St Vincent’s Hospital Melbourne – the first health service in Australia to collect data on cases of suspected elder abuse – has welcomed a major new report into addressing the often hidden problem and called on governments to embrace its recommendations.

The Australian Law Reform Commission’s Elder Abuse—A National Legal Response calls on the Commonwealth to develop a National Plan to combat elder abuse – including establishing a national policy framework and setting priorities for action on the problem – in cooperation with state and territory governments.

Meghan O’Brien, Senior Social Worker at St Vincent’s Hospital Melbourne, said elder abuse in Australia was significantly under-reported and hospitals could be a major part of the solution.

“Elder abuse is one of the hidden shames of our community. It’s hard to imagine a more vulnerable group,” said Ms O’Brien.
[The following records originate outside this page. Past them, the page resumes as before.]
PR #125, opened 2022-06-01
Handle undefined active state in Header control

jarolrod:
Currently, when checking if the subtext or description labels should be active, the Header control doesn't  handle the case where, for example, root.description is undefined. Here, we handle the case by initializing description and subtext as empty strings.

[Windows](https://api.cirrus-ci.com/v1/artifact/github/bitcoin-core/gui-qml/win64/insecure_win_gui.zip?branch=pull/125)
[macOS](https://api.cirrus-ci.com/v1/artifact/github/bitcoin-core/gui-qml/macos/insecure_mac_gui.zip?branch=pull/125)
[Android](https://api.cirrus-ci.com/v1/artifact/github/bitcoin-core/gui-qml/android/insecure_android_apk.zip?branch=pull/125)

### DIFF
--- a/src/qml/controls/Header.qml
+++ b/src/qml/controls/Header.qml
@@ -13,10 +13,10 @@ Control {
     required property string header
     property int headerMargin
     property int headerSize: 28
-    property string description
+    property string description: ""
     property int descriptionMargin: 10
     property int descriptionSize: 18
-    property string subtext
+    property string subtext: ""
     property int subtextMargin
     property int subtextSize: 15
     property bool wrap: true


src/qml/controls/Header.qml
```diff
@@ -36,7 +36,7 @@ Control {
         Loader {
             Layout.fillWidth: true
             Layout.preferredWidth: 0
-            active: root.description.length > 0
+            active: root.description.length > 0 ?? false
```
hebasto, line 39: Is syntax correct?

> The nullish coalescing operator (`??`) is a logical operator that returns its right-hand side operand when its left-hand side operand is null or undefined, and otherwise returns its left-hand side operand.

I thought that `root.description.length` should be a left-hand side operand, no?

hebasto: According to https://developer.mozilla.org/en-US/docs/Web/JavaScript/Reference/Operators/Operator_Precedence it is equivalent to `root.description.length > (0 ?? false)`.

hebasto, line 39:
```suggestion
            active: root.description.length ?? 0 > 0
```

promag: This is not right, you will get an error like "can't read length of undefined".

You want the optional chaining operator (https://github.com/tc39/proposal-optional-chaining) which is not available in Qt 5.15.2, see https://bugreports.qt.io/browse/QTBUG-77926.

jarolrod: you are right, these was some sleepy programming :), hebasto's suggestion here is correct from my understanding: https://github.com/bitcoin-core/gui-qml/pull/125#discussion_r886584266

jarolrod: incorporated in dfbbfb1, thanks!

jarolrod:
updated from[ 982ca36 ](https://github.com/bitcoin-core/gui-qml/commit/982ca36616559843fa0af72c33819807178abc99)to dfbbfb1 ([pr125.01](https://github.com/jarolrod/gui-qml/tree/pr125.01) -> [pr125.02](https://github.com/jarolrod/gui-qml/tree/pr125.02), [diff](https://github.com/jarolrod/gui-qml/compare/pr125.01..pr125.02))

Changes:
- addressed @promag [concern](https://github.com/bitcoin-core/gui-qml/pull/125#discussion_r886626277), by using @hebasto [suggestion](https://github.com/bitcoin-core/gui-qml/pull/125#discussion_r886584266)

hebasto:
Could we achieve the same goal with
```diff
--- a/src/qml/controls/Header.qml
+++ b/src/qml/controls/Header.qml
@@ -13,10 +13,10 @@ Control {
     required property string header
     property int headerMargin
     property int headerSize: 28
-    property string description
+    required property string description
     property int descriptionMargin: 10
     property int descriptionSize: 18
-    property string subtext
+    required property string subtext
     property int subtextMargin
     property int subtextSize: 15
     contentItem: ColumnLayout {
```
?

shaavan (commented):
Concept ACK

- The nullish coalescing is applied correctly in this PR for the `Header.qml` file.
- I was able to compile this PR using the static builds successfully.

I tested if the case of description and subtext not provided is appropriately handled by this PR using the following patch.

```diff
--- a/src/qml/pages/stub.qml
+++ b/src/qml/pages/stub.qml
@@ -34,10 +34,10 @@ ApplicationWindow {
             header: qsTr("Bitcoin Core App")
             headerSize: 36
             headerMargin: 30
-            description: qsTr("Be part of the Bitcoin network.")
+            // description: qsTr("Be part of the Bitcoin network.")
             descriptionSize: 24
             descriptionMargin: 0
-            subtext: qsTr("100% open-source & open-design")
+            // subtext: qsTr("100% open-source & open-design")
             subtextMargin: 25

```
- I got no error or warning messages while running the GUI after applying this patch, which shows that changes are working as per expectation

I want to mention two things that I noticed:
1. You could still provide margin and size for the description/subtext, even when no text is provided. This should technically not be allowed.
2. Applying the patch shown above in the main branch leaded to no warning/error. There was no difference between this PR's compiled GUI and the main's.

shaavan:
@hebasto 

- I don't think making description and subtext required would be an optimal solution.
- There are many instances where we need to use Header but don't have a description or subtext associated with the same.

For example:

- The "Developer Options" heading:
image

- The "Storage settings" heading:
image

hebasto:
@shaavan 
>     * I don't think making description and subtext required would be an optimal solution.
> 
>     * There are many instances where we need to use Header but don't have a description or subtext associated with the same.

Then explicitly define them as empty strings?

shaavan:
@hebasto

> Then explicitly define them as empty strings?

I think that would make using **Header** control a little cumbersome.

However, instead of making _description_ and _subtext_ `required`, what if we define them by default as `""`.

```diff
--- a/src/qml/controls/Header.qml
+++ b/src/qml/controls/Header.qml
@@ -13,10 +13,10 @@ Control {
     required property string header
     property int headerMargin
     property int headerSize: 28
-    property string description
+    property string description: ""
     property int descriptionMargin: 10
     property int descriptionSize: 18
-    property string subtext
+    property string subtext: ""
     property int subtextMargin
```


- This solves the problem of redundantly defining these properties every time, even when they are not used.
- This solves the problem of `root.description` being undefined. Hence no need to check if it is defined.

jarolrod:
updated from dfbbfb1 to cc10229 ([pr125.02](https://github.com/jarolrod/gui-qml/tree/pr125.02) -> [pr125.03](https://github.com/jarolrod/gui-qml/tree/pr125.03))

Changes:
- addressed review feedback on changing the approach to just initialize the fields as empty strings
- rebased over master for ease of testing

shaavan (approved):
ACK cc10229741d09ac2b93daef9d154bd9bb71046df

- A simple and effective solution to handle the undefined states.
- I agree with this approach as per my reasoning in [this](https://github.com/bitcoin-core/gui-qml/pull/125#issuecomment-1153257924) comment.

> - This solves the problem of redundantly defining these properties every time, even when they are not used.
> - This solves the problem of the root.description being undefined. Hence no need to check if it is defined.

“Older people have a high hospitalisation rate, which means hospitals are an ideal place to detect and manage the problem. Hospitals offer a window of opportunity.

“But the challenge is that healthcare staff often lack the training to recognise the signs of abuse and the knowledge in how to respond.

“In 2009, St Vincent’s put in place an Elder Abuse Governance Framework which has equipped staff to better identify and respond to elder abuse among older patients, and be sensitive to their choices and safety.

“We have established a Vulnerable Older People Coordination and Response Group made up of senior staff at the hospital, which collects and reviews data relating to suspected cases of elder abuse and advises on policy and continuous improvement.

“Because of our efforts, we’re now finding that among the older patients we suspect of being abused, around 65 per cent are disclosing to a health professional about their situation.

“Around one third of older people experiencing elder abuse that we’ve identified are males, 49 per cent are aged over 80 years old, and most live in the same home or are dependent on the person causing the abuse.

“In close to one-third of the cases of abuse we’ve identified, it is the older person’s son who was responsible; and more than half come from culturally and linguistically diverse backgrounds, with many needing interpreters.

“It’s also not uncommon to find people experiencing more than one type of abuse – either financial, physical, psychological, neglect or sexual.

“I’m particularly glad to see the Law Commission’s report emphasise the importance of health professionals embedding legal services or utilising pro bono legal resources to better respond to elder abuse.

“In 2016, St Vincent’s Melbourne, Justice Connect Seniors Law, and Seniors Rights Victoria established Australia’s first Health Justice Partnership for vulnerable older people at risk of elder abuse presenting to a hospital.

“Through the partnership we have a senior lawyer based at St Vincent’s up to three days a week linked to our Social Work Department to assist staff in managing elder abuse.

“In a little over a year, the benefits for us and our patients are clear, including better – and faster – access to legal help, particularly for disadvantaged patients who might otherwise not have been able to access help.

“St Vincent’s experience tells us that hospitals absolutely can play a critical role in uncovering this hidden aspect of family violence in a person’s later years.

“My hope is that governments – federal and state – will respond positively to today’s Law Reform Commission report by following through on the recommendation for a coordinated and national response. We all need to work together to address this problem in our ageing society,” said Ms O’Brien.